Stored entries
Content starts
PR #3574, opened 2023-09-02
sysutils/git-backup: encrypt config when encryption password is provided

makelarisjr:
This PR allows users to provide an encryption password to encrypt the backup config before pushing it to Git.

### DIFF
--- a/sysutils/git-backup/src/etc/rc.syshook.d/config/10-git-backup
+++ b/sysutils/git-backup/src/etc/rc.syshook.d/config/10-git-backup
@@ -1,5 +1,6 @@
 #!/usr/local/bin/python3
 """
+    Copyright (c) 2023 Thomas Rogdakis <thomas@rogdakis.com>
     Copyright (c) 2020 Ad Schellevis <ad@opnsense.org>
     All rights reserved.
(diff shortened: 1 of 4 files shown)


fichtner:
If @AdSchellevis thinks this is useful I’d prefer to use the new opnsense-crypt utility instead. But for me the issue here is the user cannot track the password being set between local and remote. This can become messy.

AdSchellevis:
I do prefer waiting if more people want something like this and for which reasons, encrypting the data kind of defeats the purpose of this plugin and other tools might be more suitable when encrypted storage is needed.

makelarisjr:
I want this to backup the config to an external Git service without exposing secrets while keeping track of every configuration change as a commit.

Keep in mind that the encryption password field is optional, and I've also added a disclaimer saying that git diff will not be possible when encryption is enabled.

image

AdSchellevis:
A different plugin just using the public service's endpoint might be more suitable for the job, this just feels a bit like "to hammer everything looks like nail" in my humble opinion.  Most services do offer lightweight api's to upload and download files as well.

makelarisjr:
good point, I'm closing this PR and I'll make a new one for the new plugin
Content ends
What is expected:
The records above are to be given again in full, word for word.

Written response:
PR #3574, opened 2023-09-02
sysutils/git-backup: encrypt config when encryption password is provided

makelarisjr:
This PR allows users to provide an encryption password to encrypt the backup config before pushing it to Git.

### DIFF
--- a/sysutils/git-backup/src/etc/rc.syshook.d/config/10-git-backup
+++ b/sysutils/git-backup/src/etc/rc.syshook.d/config/10-git-backup
@@ -1,5 +1,6 @@
 #!/usr/local/bin/python3
 """
+    Copyright (c) 2023 Thomas Rogdakis <thomas@rogdakis.com>
     Copyright (c) 2020 Ad Schellevis <ad@opnsense.org>
     All rights reserved.
(diff shortened: 1 of 4 files shown)


fichtner:
If @AdSchellevis thinks this is useful I’d prefer to use the new opnsense-crypt utility instead. But for me the issue here is the user cannot track the password being set between local and remote. This can become messy.

AdSchellevis:
I do prefer waiting if more people want something like this and for which reasons, encrypting the data kind of defeats the purpose of this plugin and other tools might be more suitable when encrypted storage is needed.

makelarisjr:
I want this to backup the config to an external Git service without exposing secrets while keeping track of every configuration change as a commit.

Keep in mind that the encryption password field is optional, and I've also added a disclaimer saying that git diff will not be possible when encryption is enabled.

image

AdSchellevis:
A different plugin just using the public service's endpoint might be more suitable for the job, this just feels a bit like "to hammer everything looks like nail" in my humble opinion.  Most services do offer lightweight api's to upload and download files as well.

makelarisjr:
good point, I'm closing this PR and I'll make a new one for the new plugin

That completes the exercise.